> **Your goal**: Once the line containing "With that said, my" is found, copy that line and all remaining lines of the records exactly, including the last one, and add nothing.

> **Materials provided**:
PR #8008, opened 2024-12-24
[psram] Improve total PSRAM display in logs by using rounded KB values

edwardtfn:

When displaying the total PSRAM size at the `dump_config`, round to the nearest KB value if within 0.05KB threshold. Otherwise show in bytes. This makes the logs clearer and more precise.

In a real case example, where `heap_caps_get_total_size(MALLOC_CAP_SPIRAM)` returns 2097151 bytes:

- Before: `Size: 2047 KB` (off by 1023 bytes)
- After: `Size: 2048 KB` (off by 1 byte)

## Types of changes

- [ ] Other

## Test Environment

- [X] ESP32
- [X] ESP32 IDF
- [ ] ESP8266
- [ ] RP2040
- [ ] BK72xx
- [ ] RTL87xx

## Checklist:

### DIFF
--- a/esphome/components/psram/psram.cpp
+++ b/esphome/components/psram/psram.cpp
@@ -27,7 +27,7 @@ void PsramComponent::dump_config() {
     if (abs(round(psram_total_size_kb) - psram_total_size_kb) < 0.05f) {
       ESP_LOGCONFIG(TAG, "  Size: %.0f KB", psram_total_size_kb);
     } else {
-      ESP_LOGCONFIG(TAG, "  Size: %.0f bytes", (float)psram_total_size_bytes);
+      ESP_LOGCONFIG(TAG, "  Size: %.0f bytes", (float) psram_total_size_bytes);
     }
   }
 #endif
--- a/esphome/components/psram/psram.cpp
+++ b/esphome/components/psram/psram.cpp
@@ -27,7 +27,7 @@ void PsramComponent::dump_config() {
     if (abs(std::round(psram_total_size_kb) - psram_total_size_kb) < 0.05f) {
       ESP_LOGCONFIG(TAG, "  Size: %.0f KB", psram_total_size_kb);
     } else {
-      ESP_LOGCONFIG(TAG, "  Size: %.0f bytes", (float) psram_total_size_bytes);
+      ESP_LOGCONFIG(TAG, "  Size: %zu bytes", psram_total_size_bytes);
     }
   }
 #endif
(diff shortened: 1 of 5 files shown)


DjordjeMandic (approved):

DjordjeMandic:
Technically, "KB" refers to 1000 bytes (base 10) in the SI system, while 1024 bytes is correctly termed "KiB" (base 2). For clarity, especially in user-facing outputs, it might be better to use "KiB" if precision matters. That said, what standard is actually followed for binary prefixes in embedded systems—IEC or JEDEC? It’s worth considering since JEDEC often sticks with "KB" for 1024 bytes, which might explain the choice here.

edwardtfn:
Well, you have a point...
I just kept the same units as it was before... My intention here was to improve the number itself, so I haven't thought about the units that much.
For consistency, I think it should be similar to how units are shown elsewhere in ESPHome (including documents) and, from memory, I can remember `flash_size` also using `MB` as unit, probably with a power of two meaning...
With that said, my suggestion woukd be to keep this PR as it is and possibly create another PR to review units, which should cover other components if needed.

DjordjeMandic:
Your PR looks fine to me, I just mentioned that because I'm confused too.

esphome/components/psram/psram.cpp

> **Answer to this problem**:
With that said, my suggestion woukd be to keep this PR as it is and possibly create another PR to review units, which should cover other components if needed.

DjordjeMandic:
Your PR looks fine to me, I just mentioned that because I'm confused too.

esphome/components/psram/psram.cpp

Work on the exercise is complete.